True. We did a fair bit of experimenting with this (for both load balancing and failover) a few years back, and so long as you stay at 300sec or greater it works fine for well over 99% of all the traffic we tested with. Once you dropped below 300 seconds problems started appearing - from memory some older versions of Windows would default to 900secs, 3600secs, or 86400secs.
I haven't revisited that research for 3 or 4 years, but our findings then led to a policy of "if you're prepared to accept ~15mins of mixed availability (after you've identified a problem and hit the panic button) then DNS based failover works well enough. If you need significantly better response times than that, you need proper hardware/network based failover"
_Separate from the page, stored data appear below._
PR #528, opened 2020-03-18
Clean test cache before running functional tests

davidffrench:
# Description
I was noticing a cached response when running functional tests even when I switched the target cluster which should have failed the tests.
```
ok      github.com/integr8ly/integreatly-operator/test/functional       (cached)
```

Cleaning the cachetest before each run is the change here as per https://golang.org/cmd/go/#hdr-Build_and_test_caching

## Type of change

## Checklist

### DIFF
--- a/Makefile
+++ b/Makefile
@@ -131,7 +131,7 @@ test/e2e: cluster/cleanup cluster/cleanup/crds cluster/prepare cluster/prepare/c
 .PHONY: test/functional
 test/functional:
 	# Run the functional tests against an existing cluster. Make sure you have logged in to the cluster.
-	go test ./test/functional
+	go clean -testcache && go test ./test/functional
 
 .PHONY: install/olm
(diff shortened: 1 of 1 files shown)


davidffrench:
@wei-lee If you have a second to look over this minor change, that would be great.

Makefile
```diff
@@ -131,7 +131,7 @@ test/e2e: cluster/cleanup cluster/cleanup/crds cluster/prepare cluster/prepare/c
 .PHONY: test/functional
 test/functional:
 	# Run the functional tests against an existing cluster. Make sure you have logged in to the cluster.
-	go test ./test/functional
+	go clean -testcache && go test ./test/functional
```
b1zzu: Using the `-v` flag is enough:

Form the go doucumentation
```
When 'go test' runs in package list mode, 'go test' caches successful
package test results to avoid unnecessary repeated running of tests. To
disable test caching, use any test flag or argument other than the
cacheable flags. The idiomatic way to disable test caching explicitly
is to use -count=1.
```

davidffrench: Just tested, unfortunately `-v` still uses cached results. I had seen the alternative solution of using `-count=1` but this seems more like a workaround to me vs using `go clean -testcache`.

PR #531, opened 2020-03-19
INTLY-6303-fix-amq-memory-usage-alert

austinmartinh:
# Description
When memory usage in `api-server` container in AMQ namespace is increased above 90% of capacity, `AMQOnlinePodHighMemory` alert is not being triggered. The expression defining the trigger for the alert needed to be modified as it referred to a label that did not exist.

Also, an unnecessary alert RHSSOPodHighMemory has been removed

JIRA: https://issues.redhat.com/browse/INTLY-6303
          https://issues.redhat.com/browse/INTLY-5491
 
# Verification
- Open terminal on `api-server` container and use a bash script to get memory utilisation to 90%+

Do you have much Windows XP traffic? From memory, we saw evidence of XP using 86400sec (1 day) TTLs if you tried publishing TTLs lower than 300. (This was back in '08, so perhaps things have changed since. I'm still seeing ~30% WinXP in some of my Google Analytics accounts...)
Exactly - my biggest complaint about ELB on AWS is that they relied on people honouring a TTL that was ridiculously low, and as such now honoured by many clients.
Given that they've been having can't-see-blogs-at-all scale problems for something like 24 hours already (I was looking for one last night, and it's currently nearly midnight UK time) I suspect a few more hours to clear up whatever fundamental screw-up is behind this could be a good investment.
The source of their index.php, and the subsequent discussion on HN. Just imagine someone franticly trying to get into insert mode, and saving on a production server. It stayed like that for a reasonable period before someone noticed.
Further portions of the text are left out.